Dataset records
= = = = = = =
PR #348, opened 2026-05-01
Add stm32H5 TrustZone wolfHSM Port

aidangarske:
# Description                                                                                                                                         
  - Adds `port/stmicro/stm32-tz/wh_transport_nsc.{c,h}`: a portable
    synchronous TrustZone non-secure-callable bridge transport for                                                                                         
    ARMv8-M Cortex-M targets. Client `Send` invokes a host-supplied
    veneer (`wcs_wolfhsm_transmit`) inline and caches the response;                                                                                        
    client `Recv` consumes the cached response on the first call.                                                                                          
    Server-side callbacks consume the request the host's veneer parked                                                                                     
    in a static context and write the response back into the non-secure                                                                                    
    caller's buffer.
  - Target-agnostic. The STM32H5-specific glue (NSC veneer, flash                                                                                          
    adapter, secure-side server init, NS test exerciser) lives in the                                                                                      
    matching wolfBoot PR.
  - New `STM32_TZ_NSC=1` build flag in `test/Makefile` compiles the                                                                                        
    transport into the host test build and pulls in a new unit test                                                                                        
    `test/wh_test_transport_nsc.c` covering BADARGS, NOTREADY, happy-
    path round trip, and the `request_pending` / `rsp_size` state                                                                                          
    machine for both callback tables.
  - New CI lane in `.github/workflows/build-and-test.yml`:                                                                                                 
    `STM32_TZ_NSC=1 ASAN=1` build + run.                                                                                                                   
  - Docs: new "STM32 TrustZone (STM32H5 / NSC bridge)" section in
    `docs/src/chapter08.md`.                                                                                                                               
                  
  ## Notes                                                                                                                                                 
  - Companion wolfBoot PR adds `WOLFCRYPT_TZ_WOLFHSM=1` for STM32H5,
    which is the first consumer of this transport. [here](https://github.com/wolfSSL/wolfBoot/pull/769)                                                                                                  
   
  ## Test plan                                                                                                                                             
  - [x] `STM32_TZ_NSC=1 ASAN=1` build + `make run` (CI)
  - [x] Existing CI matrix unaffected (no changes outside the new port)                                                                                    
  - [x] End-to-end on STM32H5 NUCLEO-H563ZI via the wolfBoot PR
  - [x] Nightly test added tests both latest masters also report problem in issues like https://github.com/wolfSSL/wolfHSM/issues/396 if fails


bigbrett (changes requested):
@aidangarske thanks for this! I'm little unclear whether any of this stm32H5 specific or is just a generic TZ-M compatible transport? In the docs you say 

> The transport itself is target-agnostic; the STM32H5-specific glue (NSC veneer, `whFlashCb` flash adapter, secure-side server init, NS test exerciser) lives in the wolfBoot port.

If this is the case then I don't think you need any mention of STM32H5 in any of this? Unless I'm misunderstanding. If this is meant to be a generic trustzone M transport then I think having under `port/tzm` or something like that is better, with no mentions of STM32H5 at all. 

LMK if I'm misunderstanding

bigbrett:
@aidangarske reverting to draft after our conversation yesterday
= = = = = = =
[What needs to be done]:
Take the entries above and copy them out exactly.

[Result of the exercise]:
PR #348, opened 2026-05-01
Add stm32H5 TrustZone wolfHSM Port

aidangarske:
# Description                                                                                                                                         
  - Adds `port/stmicro/stm32-tz/wh_transport_nsc.{c,h}`: a portable
    synchronous TrustZone non-secure-callable bridge transport for                                                                                         
    ARMv8-M Cortex-M targets. Client `Send` invokes a host-supplied
    veneer (`wcs_wolfhsm_transmit`) inline and caches the response;                                                                                        
    client `Recv` consumes the cached response on the first call.                                                                                          
    Server-side callbacks consume the request the host's veneer parked                                                                                     
    in a static context and write the response back into the non-secure                                                                                    
    caller's buffer.
  - Target-agnostic. The STM32H5-specific glue (NSC veneer, flash                                                                                          
    adapter, secure-side server init, NS test exerciser) lives in the                                                                                      
    matching wolfBoot PR.
  - New `STM32_TZ_NSC=1` build flag in `test/Makefile` compiles the                                                                                        
    transport into the host test build and pulls in a new unit test                                                                                        
    `test/wh_test_transport_nsc.c` covering BADARGS, NOTREADY, happy-
    path round trip, and the `request_pending` / `rsp_size` state                                                                                          
    machine for both callback tables.
  - New CI lane in `.github/workflows/build-and-test.yml`:                                                                                                 
    `STM32_TZ_NSC=1 ASAN=1` build + run.                                                                                                                   
  - Docs: new "STM32 TrustZone (STM32H5 / NSC bridge)" section in
    `docs/src/chapter08.md`.                                                                                                                               
                  
  ## Notes                                                                                                                                                 
  - Companion wolfBoot PR adds `WOLFCRYPT_TZ_WOLFHSM=1` for STM32H5,
    which is the first consumer of this transport. [here](https://github.com/wolfSSL/wolfBoot/pull/769)                                                                                                  
   
  ## Test plan                                                                                                                                             
  - [x] `STM32_TZ_NSC=1 ASAN=1` build + `make run` (CI)
  - [x] Existing CI matrix unaffected (no changes outside the new port)                                                                                    
  - [x] End-to-end on STM32H5 NUCLEO-H563ZI via the wolfBoot PR
  - [x] Nightly test added tests both latest masters also report problem in issues like https://github.com/wolfSSL/wolfHSM/issues/396 if fails


bigbrett (changes requested):
@aidangarske thanks for this! I'm little unclear whether any of this stm32H5 specific or is just a generic TZ-M compatible transport? In the docs you say 

> The transport itself is target-agnostic; the STM32H5-specific glue (NSC veneer, `whFlashCb` flash adapter, secure-side server init, NS test exerciser) lives in the wolfBoot port.

If this is the case then I don't think you need any mention of STM32H5 in any of this? Unless I'm misunderstanding. If this is meant to be a generic trustzone M transport then I think having under `port/tzm` or something like that is better, with no mentions of STM32H5 at all. 

LMK if I'm misunderstanding

bigbrett:
@aidangarske reverting to draft after our conversation yesterday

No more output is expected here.